Résultats financiers d’Airbnb
Alors, Airbnb vient de réaliser son meilleur troisième trimestre de tous les temps (comme prévu). Nous allons examiner les points clés des résultats financiers du troisième trimestre de la société pour comprendre pourquoi, malgré moins de nuitées vendues à l’été 2021, les revenus, les marges et le bénéfice net d’Airbnb dépassent largement les chiffres d’avant la pandémie (2019). Nous verrons si Airbnb a gagné ses paris, en analysant les données et déclarations de la société avec une certaine réserve. Par exemple, si les longs séjours ont progressé en part des nuitées réservées, ils semblent en fait stagner au niveau de 2020 en termes absolus de nombre de nuitées (selon nos calculs). Les annonces actives sont en hausse de 15 % dans les destinations non urbaines par rapport au T1 2021, mais combien d’entre elles étaient déjà présentes sur la plateforme mais restées inactives par leurs hôtes l’hiver dernier ? Les gestionnaires de biens savent à quel point la saisonnalité peut impacter le nombre d’annonces actives.
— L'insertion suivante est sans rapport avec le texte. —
PR #6539, opened 2025-07-09
Revert "chore: terminate all tasks after debug"

Patrick-Erichsen:
Reverts continuedev/continue#6405

This is causing an issue where every time you reload the debug window, all the processes are terminated.

### DIFF
--- a/.vscode/launch.json
+++ b/.vscode/launch.json
@@ -19,7 +19,6 @@
       "pauseForSourceMap": false,
       "outFiles": ["${workspaceFolder}/extensions/vscode/out/extension.js"],
       "preLaunchTask": "vscode-extension:build",
-      "postDebugTask": "Terminate All Tasks",
       "env": {
         // "CONTROL_PLANE_ENV": "local",
         "CONTINUE_GLOBAL_DIR": "${workspaceFolder}/extensions/.continue-debug"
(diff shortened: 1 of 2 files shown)


Patrick-Erichsen:
@uinstinct reverting the commit for now, but it would still be nice to have the original feature that you were trying to do here, so might be worth a second shot! 

FWIW, here's what Claude 4 had to say about the issue, seems like it might not be possible if this is true:

```
The problem is that the postDebugTask is set to "Terminate All Tasks" which terminates all tasks when the debug session ends. However, when you reload the debug window (as opposed to fully stopping it), VS Code is treating this as the debug session ending and triggering the postDebugTask.

Let me check if there's a way to distinguish between a reload and a full stop in VS Code's debug configuration, or if we need to modify the approach.

Looking at the current configuration:

The postDebugTask is set to "Terminate All Tasks"
The "Terminate All Tasks" task uses workbench.action.tasks.terminate with terminateAll argument
This terminates ALL tasks, but apparently one task (npm run esbuild-notify) survives
The issue is that VS Code doesn't distinguish between a reload and a stop when it comes to postDebugTask. Both actions trigger the post-debug task.
```

RomneyDa (approved):

PR #6544, opened 2025-07-10
fix: :ambulance: hotfix-bedrock-provider

chezsmithy:
## Description

An alternate hotfix for the duplicated tool argument issue. This aligns the Bedrock provider with the Anthropic and OpenAI providers in that tool delta messages aren't aggreated in the provider but are instead streamed to the client where they are aggreated.

## Checklist

## Screenshots

## Tests

Manual testing has been performed.
TODO: Evaluating impacts to tests.

    

---

## Summary by cubic
Fixed duplicated tool argument issue in the Bedrock provider by streaming tool delta messages to the client for aggregation, matching the behavior of Anthropic and OpenAI providers.

### DIFF
--- a/core/llm/llms/Bedrock.ts
+++ b/core/llm/llms/Bedrock.ts
@@ -54,7 +54,6 @@ class Bedrock extends BaseLLM {
     profile: "bedrock",
   };
 
-  private _currentToolResponse: Partial<ToolUseState> | null = null;
   private _promptCachingMetrics: PromptCachingMetrics = {
     cacheReadInputTokens: 0,
     cacheWriteInputTokens: 0,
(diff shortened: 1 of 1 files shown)


chezsmithy:
@RomneyDa here is a slightly different approach we might want as well to align Bedrock more closely with other providers that stream toolCall deltas.

RomneyDa:
@chezsmithy this is great. do we know why/when this error started happening? I made the openai adapter but this fix seems to be for the LLM class. Did bedrock change streaming approach? Is it only for some models?

chezsmithy:
@RomneyDa its related to the issue in the preview release you fixed. The bedrock provider was collecting tool call state and then sending it all at once. This aligns it with other providers where it streams it instead.

RomneyDa:
Nice, see https://github.com/continuedev/continue/pull/6559/
Will get these into prerlease

chezsmithy:
> Nice, see #6559 Will get these into prerlease

Thank you! Closing.

PR #6556, opened 2025-07-10
feat: Allow local assistants for on prem

RomneyDa:
## Description
Reverts a change that disabled local assistants for on prem setups


sestinj:
Outcome here was we don't want to allow this. Proxy should be only source of the assistant. Later we may enable custom policies

PR #6560, opened 2025-07-10
Add retry logic with exponential backoff to listOrganizations for user account creation delay

sestinj:
Solves https://linear.app/continue/issue/CON-2425/vs-code-login-issues-where-organization-does-not-appear-after-login by retrying /list-organizations while waiting for the user creation webhook to run. This is important for newly created accounts in domain verified organizations

CON-2425
    

## Summary by cubic
Added retry logic with exponential backoff to listOrganizations to handle delays in user account creation and ensure organizations appear after signup.

- **Bug Fixes**
 - Retries up to 5 times on 404 errors, waiting longer between each attempt.


sestinj:
maxWaitTime logic is intentional (supposed to be overall wait time). Made updates on the others and cleaned up the code

RomneyDa (changes requested):
@sestinj looks like `maxRetries` limit is not checked, should that be added?

chezsmithy:
Could we share retry logic with a decorator strategy?

https://github.com/continuedev/continue/pull/6596

PR #6564, opened 2025-07-10
fix: :mute: The safeParseToolCallArgs function is logging excessively

chezsmithy:
## Description

The console.error statement in this function is getting triggered on every delta reutrn that is incomplete as it won't parse as valid Json. This is filling the logs full of parsing errors.

Recommend removing this code entirely as the catch block is expected up until the point the full argument is returned as valid JSON.

I'm curious if there are issues here, if the arguments parse at some interim point and the tool call proceeds too early. We aren't using stop messages from the provdiers to detect when when the toolCall is full generated and this might be causing premature tool exeuction?

## Checklist

## Screenshots

## Tests

---

## Summary by cubic
Removed excessive error logging from safeParseToolCallArgs to prevent log spam when parsing incomplete tool call arguments.

### DIFF
--- a/core/tools/parseArgs.ts
+++ b/core/tools/parseArgs.ts
@@ -6,9 +6,9 @@ export function safeParseToolCallArgs(
   try {
     return JSON.parse(toolCall.function?.arguments?.trim() || "{}");
   } catch (e) {
-    console.error(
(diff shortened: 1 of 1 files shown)


chezsmithy:
@RomneyDa the changes to have the providers stream make sense. I wonder if there are dragons here if we don't use the stop messages to actually know when the toolCall is fully formed. Could this parse prematurely allowing the tool to proceed? Hmm.....

PR #7213, opened 2025-08-18
test: describe temporary workaround for failing runIdeForUiTests

exigow:
Removing the configuration from the home directory doesn’t help either. I haven’t found another way, and there must be some arbitrary code in the binary that somehow identifies me and fetches this configs (even after `~/.continue` removal).

Those e2e tests are rarely used (it's single smoke test mostly for CI), so the workaround is sufficient, but ideally we should understand why this happens (we need to debug the TS `core` and find out what takes precedence over `CONTINUE_GLOBAL_DIR`).

Solves CON-3298
    

---

## Summary by cubic
Documented a temporary workaround in runIdeForUiTests for flaky e2e runs when CONTINUE_GLOBAL_DIR is ignored if a local Continue config is present. The comment advises running tests offline as a short-term fix while we investigate the root cause (CON-3298).

### DIFF
--- a/.github/workflows/continue-detailed-review.yaml
+++ b/.github/workflows/continue-detailed-review.yaml
@@ -18,7 +18,7 @@ jobs:
     timeout-minutes: 10
     steps:
       - name: Run Detailed PR Review
-        uses: continuedev/continue/actions/detailed-review@b3f4b82600f603ca28c65a319b80ec36c4644ed7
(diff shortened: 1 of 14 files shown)


exigow:
@Patrick-Erichsen, this is an old/unimportant PR (it's just a comment in the build scripts), but I think we should put this detail in case someone wants to run the e2e tests locally.

RomneyDa (approved):

PR #7224, opened 2025-08-18
feat: update default-included context providers

RomneyDa:
## Description
Includes more context providers by default, as part of soft-deprecating the `context` block
- Unifies the parts of JSON and YAML config loading that are the same
- Increases the number of providers included by default

CON-3397
    

---

## Summary by cubic
Loads more context providers by default and centralizes provider loading for JSON/YAML via a new utility. This soft-deprecates the context block since common providers are auto-included.

- **New Features**
  - Auto-includes default providers: terminal, diff, file, current-file, problems, rules.
  - Auto-adds docs provider when docs are configured (if not already present).
  - Sets workOsAccessToken on continue-proxy when present.

- **Refactors**
  - Moved provider loading to loadConfigContextProviders and reused across YAML/JSON loaders.
  - Removed ad hoc fallbacks and tests tied to specific providers; docs indexing no longer depends on a docs provider being present.
  - Unknown provider names are now collected as non-fatal config errors.


core/config/loadContextProviders.ts
```diff
@@ -0,0 +1,75 @@
...
+        new cls({
+          name: config.name,
+          ...config.params,
+        }),
+      );
+    }
+  }
+
+  // Add from defaults if not found in config
+  const DEFAULT_PROVIDERS: IContextProvider[] = [
```
Patrick-Erichsen: nitpick but global consts are easier to spot/update when in the global scope rather than inline in the fn

core/config/loadContextProviders.ts
```diff
@@ -0,0 +1,75 @@
...
+import TerminalContextProvider from "../context/providers/TerminalContextProvider";
+
+/*
+    Loads context providers based on configuration
+    - default providers will always be loaded, using config params if present
+    - other providers will be loaded if configured
+
+    Note:
+    - MCPContextProvider is added in doLoadConfig if any resources are present
+    - DocsContextProvider is added in doLoadConfig if docs configs are present and it hasn't been added yet
```
Patrick-Erichsen: To avoid this, could we just wait to call `loadConfigContextProviders` until we have the data to pass that will allows us to conditionally include `MCPContextProvider` and `DocsContextProvider`? Or maybe we just always include them by default regardless of config? 

Would be ideal if we didn't have the logic spread out.

RomneyDa: We do have the information for docs, I'll add a boolean!

I think it makes sense to leave MCP resources since MCP is loaded after JSON/YAML loading but it's awkward to streamline the other ones between JSON and YAML since the configs look different, so tradeoff

core/config/loadContextProviders.ts
RomneyDa: since it's instantiating classes, will make it non-global looking

Patrick-Erichsen (approved):

PR #7234, opened 2025-08-19
feat: org policies for indexing and mcp

RomneyDa:
## Description
Adds support for org policies `allowMcpServers` and `allowCodebaseIndexing`
If `allowMcpServers` is set to false, MCP servers are shutdown on config loading and prevented from loading, and user settings toggle is disabled
If `allowCodebaseIndexing` is set to false, `config.disableIndexing` is set to true and user settings toggle is disabled

Requires support on continue proxy to work

image


core/config/ConfigHandler.ts
```diff
@@ -202,6 +202,8 @@ export class ConfigHandler {
           message: `Error loading Continue Hub assistants${e instanceof Error ? ":\n" + e.message : ""}`,
         });
       }
+    } else {
+      PolicySingleton.getInstance().policy = null;
```
RomneyDa, line 206: wasn't clearing org policy if not signed in

core/context/mcp/MCPManagerSingleton.ts
```diff
@@ -48,6 +48,21 @@ export class MCPManagerSingleton {
...
 
+  async shutdown() {
+    if (this.connections.size > 0) {
+      await Promise.allSettled(
+        Array.from(this.connections.entries()).map(([id, connection]) => {
+          try {
+            connection.abortController.abort();
+            void connection.client.close();
+          } finally {
+            this.connections.delete(id);
```
tingwai, line 59: this seems like a race condition

core/context/mcp/MCPManagerSingleton.ts
```diff
@@ -48,6 +48,21 @@ export class MCPManagerSingleton {
     this.connections.delete(id);
   }
 
+  async shutdown() {
+    if (this.connections.size > 0) {
+      await Promise.allSettled(
+        Array.from(this.connections.entries()).map(([id, connection]) => {
+          try {
+            connection.abortController.abort();
+            void connection.client.close();
```
tingwai, line 57: this needs a `catch` block to actually catch any errors

tingwai (changes requested):
Looks good otherwise!

core/context/mcp/MCPManagerSingleton.ts
RomneyDa: should be okay to close after deleting from map

core/context/mcp/MCPManagerSingleton.ts
RomneyDa: Promise.allSettled will catch these

core/context/mcp/MCPManagerSingleton.ts
tingwai: oh I see, I think I misread earlier

core/context/mcp/MCPManagerSingleton.ts
tingwai: ah you're right

tingwai (approved):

Cependant, l’effort des équipes produit marketing et gestion de programme chez Airbnb pour faire adopter des fonctionnalités clés (ex : remises sur les séjours mensuels) et développer des programmes innovants (ex : Ask a Superhost) sème la graine d’une croissance future des revenus.
Premièrement, faisons le point : les données financières du troisième trimestre d’Airbnb
Comme d’habitude, pour l’analyse des données financières 2021, l’année de comparaison est 2019, pas 2020. Les données de 2020 sont tellement mauvaises que presque n’importe quelle performance en 2021 semble meilleure.
C’est pourquoi il est juste d’affirmer que les chiffres d’Airbnb sont frappants : le troisième trimestre 2021 est son meilleur jamais atteint (meilleur qu’en 2019) en termes de revenus, d’EBITDA ajusté et de bénéfice net.
Fallait-il s’attendre à un aussi bon troisième trimestre pour la plateforme Airbnb ?
Oui, c’était attendu.
- Facteur 1 : Saisonnalité. Le troisième trimestre est toujours le meilleur trimestre de l’année pour Airbnb, tout comme pour Vrbo et Booking.com. Pourquoi ? Parce que la plupart de leurs utilisateurs sont basés dans l’hémisphère Nord (par exemple Amérique du Nord, Europe, Japon). Les mois du T3 (juin, juillet, août) sont synonymes de longues vacances et de voyages internationaux.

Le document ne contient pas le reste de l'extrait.